Friday, March 20, 2009

Panic, Problem-Solving, Potties, and Peace

I was driving home from my parents' house tonight when Ainsley calmly stated "I have to go potty". Now, when Ainsley actually admits she has to go, you know it's serious. The kid can hold it forever and we usually have to make her sit on the toilet, enduring protests of "I can't go! I don't have to go! I'm not going to go!", as she is tee-teeing.

I had all four kids with me. How the heck was this going to end well.

Me: We're about 6 minutes (10, really) from home, sweetie. Can you hold it?
Ainsley: No.
Me: Are you sure? Try really hard.
Ainsley: I can't.

A quick glance in the rear view mirror revealed a pained 4-year-old face.

Me: AAAAGHGHHGHGGH! (in my head) Okay. We'll stop somewhere. Just try to hang in there. (out loud)
Ainsley: Where are we going to stop?

I had no earthly idea. I figured by the time I pulled over, got everyone unloaded, ran into random bathroom-having-establishment, there would be a puddle somewhere and I'd rather it not be in the super-cool minivan. *
I mean, surely I can't leave the kidlets in the car? Why did our friends have to move from that street we just passed? Who do I know that lives close by?

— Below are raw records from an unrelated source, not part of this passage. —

PR #983, opened 2017-08-14
Fixes #981 - Add shield identicon component.

### LINKED ISSUE #981: Recipe Identicons (IdentiSHIELDs?)
**Description**
Automatically create a visually unique SHIELD/emblem for recipes.

**Goal**
- Provide identifier that is easily rememberable and communicable between end users.

**Level of Effort**
Medium. @mythmon has already done a bulk of the work with regards to creating the prototype shields, which is awesome. The remaining work is implementing them into the site; the shields introduce a new aesthetic element in several places, which would require minor design QA/reworking.

mythmon:
Fixes #981 

This is likely way over engineered, but it was fun.

@andymikulski Can you push your color and emoticon changes to this branch, and any other changes you want to make to the design integration?


andymikulski:
I can push my commit in a moment. @mythmon Where did `utils/Genome.js` come from? Can that be made into a dependency?

mythmon:
I wrote `Genome.js` specifically for this. We could make it a separate npm package, but I don't think there is a lot of benefit to that.

recipe-server/client/control_new/components/common/ShieldIdenticon.js
```diff
@@ -146,88 +145,120 @@ class Cover extends React.Component {
...
+
+function pickPair(genome, base) {
+  const baseLuminance = hexLuma(base);
+  let chosenColor;
+  let pairLuminance;
+
+  do {
+    chosenColor = genome.choice(colors, 'counter color');
+    pairLuminance = hexLuma(chosenColor);
+  } while (Math.abs(baseLuminance - pairLuminance) < 75);
```
mythmon: This works well, but I worry about it running a variable number of times, each time using up a bunch of entropy from the `Genome`. Could we instead filter `colors` to remove colors that aren't different enough in luminescence, and then run `genome.choice` only once?

recipe-server/client/control_new/components/common/ShieldIdenticon.js
```diff
@@ -3,52 +3,51 @@ import PropTypes from 'prop-types';
...
+  '🔔', '📢', '⏳', '⏰', '🔓', '🔒', '🔏', '🔐', '🔑', '🔎', '💡', '🔦', '🔆', '🔅', '🔌', '🔋',
+  '🔍', '🛁', '🛀', '🚿', '🚽', '🔧', '🔨', '🚪', '💣', '🔫', '🔪', '💊', '💉', '💰', '💸',
+  '📨', '📬', '📌', '📎', '📕', '📓', '📚', '📖', '🔬', '🔭', '🎨', '🎬', '🎤', '🎵', '🎹', '🎻',
+  '🎺', '🎷', '🎸', '👾', '🎮', '🃏', '🎲', '🎯', '🏈', '🏀', '⚽', '🎾', '🎱', '🏉', '🎳', '⛳',
+  '🚴', '🏁', '🏇', '🏆', '🎿', '🏂', '🏄', '🎣', '🍵', '🍶', '🍼', '🍺', '🍻', '🍸', '🍹', '🍷',
+  '🍴', '🍕', '🍔', '🍟', '🍗', '🍤', '🍞', '🍩', '🍮', '🍦', '🍨', '🍧', '🎂', '🍰', '🍪', '🍫',
+  '🍬', '🍭', '🍯', '🍎', '🍏', '🍊', '🍋', '🍒', '🍇', '🍉', '🍓', '🍑', '🍌', '🍐', '🍍', '🍆',
+  '🍅', '🌽', '🏠', '🏡', '⛵', '🚤', '🚣', '🚀', '🚁', '🚂', '🚎', '🚌', '🚍', '🚙', '🚘', '🚗',
+  '🚕', '🚖', '🚛', '🚚', '🚨', '🚓', '🚔', '🚒', '🚑', '🚐', '🚲', '🚜', '💈', '🚦', '🚧', '🏮',
+  '🎰', '🗿', '🎪', '🎭', '📍', '🚩', '💯',
```
mythmon: A small trick, if we wanted this to be more compact and easier to edit:

```js
const emojis = `
  😄😃😀😊😉😍😘😚
  😗😙😜😝😛😳😁😔`
  .split(/\s*/));
```

On the other hand, we should probably avoid changing this much, since it would make the same seed generate different colors after the change. We probably don't want to do this. Overall we probably can't change the identishields much after we deploy them.

recipe-server/client/control_new/components/common/ShieldIdenticon.js
andymikulski: Good thinking! Makes sense to me.

recipe-server/client/control_new/components/common/ShieldIdenticon.js
andymikulski: >Overall we probably can't change the identishields much after we deploy them.

Yeah, I've been thinking about that. It'd be cool if we could save the shield config to the recipe, versus relying on a seed value to correctly regenerate the icon.

By saving the shield and not relying on the seed, we could alter the generator in the future and not alter existing recipes. We'd also be able to add a `shuffle` button to the `create recipe page`, if the user decided they would like a different randomized shield icon before saving.

The low-hanging idea I have is to save the resultant SVG to the recipe as plaintext HTML/data URI. I'm not in love with that, though. Maybe we could have it serialize as a basic JS object: `{ stripes: { count: 2, padding: 0.3, direction: 'horizontal'  }, ... }`?

The curveball for me is how the `Genome.wrapComponent` business ties into that approach, any thoughts @mythmon ?

andymikulski: Also, turns out `'😗😙😜😝😛😳😁😔'.split(/\s*/);` doesn't work. I tried the solution in [this SO post](https://stackoverflow.com/a/37535876) which worked: `[...'😗😙😜😝😛😳😁😔']`

andymikulski: ^ Just kidding, since we're using template strings I also have to filter out `\n`s and empty strings:

```
[...`😗😙
😜😝😛`].filter(emo => emo.indexOf(/\n/) > -1 || emo.trim());
```

mythmon: Huh. What problem did `.split(/\s*/)` have for you? It worked fine in my testing. It's not too important though.

andymikulski: The array would look like `['😗', '😙', '\n', ' ', ' ', '😜', '😝', '😛']`

mythmon: > The low-hanging idea I have is to save the resultant SVG to the recipe as plaintext HTML/data URI. I'm not in love with that, though. Maybe we could have it serialize as a basic JS object: { stripes: { count: 2, padding: 0.3, direction: 'horizontal' }, ... }?
>
> The curveball for me is how the Genome.wrapComponent business ties into that approach, any thoughts @mythmon ?

If we want to go this way we could probably ditch `wrapComponent`, and just use Genome to generate a set of props to pass to the component. The question that raises for me is where do we save those serialized props? We can't save them locally, because then different users would have different versions of the shield (or might, if we update things).

Storing stuff like those props in the API doesn't make a lot of sense to me. It is sort of extra noise that I don't think matters to the server. I think I'd like to keep it specific to the front end. Either that, or we should have a generic metadata API for recipes, but those are kind of a pain, and I'm not sure I want to go down that road right now.

Maybe if we ever change this, we could define recipe "generations". These shield identicons are part of generation 1, and if we want to add more features to the identicons, only generation 2 recipes get to use them. We could do it based on recipe creation date or something.

Overall, I think we can leave it as is. The identicons are a minor feature for now, and if we need to improve them in the future, we can deal with that then.

mythmon: About the `.split` thing: I did my tests with simple alphabet characters, so I didn't run into the problem with emoji often being astral plane characters.

mythmon:
CircleCI failure is some lint issues.

andymikulski:
I think this can probably be closed in favor of #988 , this code would probably be good reference for @marcrowo though.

Ahhh. Brilliant thought. I called home.

John: Yes? (caller ID has to be in the top ten of greatest inventions)
Me: GET IN THE CAR NOW AND MEET ME AT BREAD CO AINSLEY HAS TO GO POTTY AND CAN'T WAIT!

This was a half-way point. My genius mind knew there would be no accidents today.

Rest of story: sped down major road, whipped into parking lot on two wheels (slight exaggeration), parked, flung open doors, briefly considered just having Ainsley squat on the grassy area, considered it again when she started hopping with her legs crossed (who would ticket a kid for public urination?), thought abandoned when I saw John pulling in to take over the triplets.

We raced inside, had to use the men's restroom because someone was in the women's (of course). This was thrilling for her = 599 questions about the who, whats, whys, wheres, etc.

Ultimately, victory. No puddles, not even a leak.

aaahhhhh. All was well.

*I do not think the minivan is super-cool.

3 comments:

Mary said...

quick thinking! glad it worked out. Puddles suck, but not the end of the world. Unless they involve carseats. Then they suck. that comes from experience.

Clan Goodrich said...

Supermommy's quick thinking saves the day again! :)

I plan on keeping a spare potty seat in the trunk for occassions just like this (with a supply of liners, of course!). I can't even imagine that day....

susie said...

so very true..........when she has to go.............its almost too late! Woo hoo for John making it in time.....the thought of 4 of them in a public rr is enough for a tv show!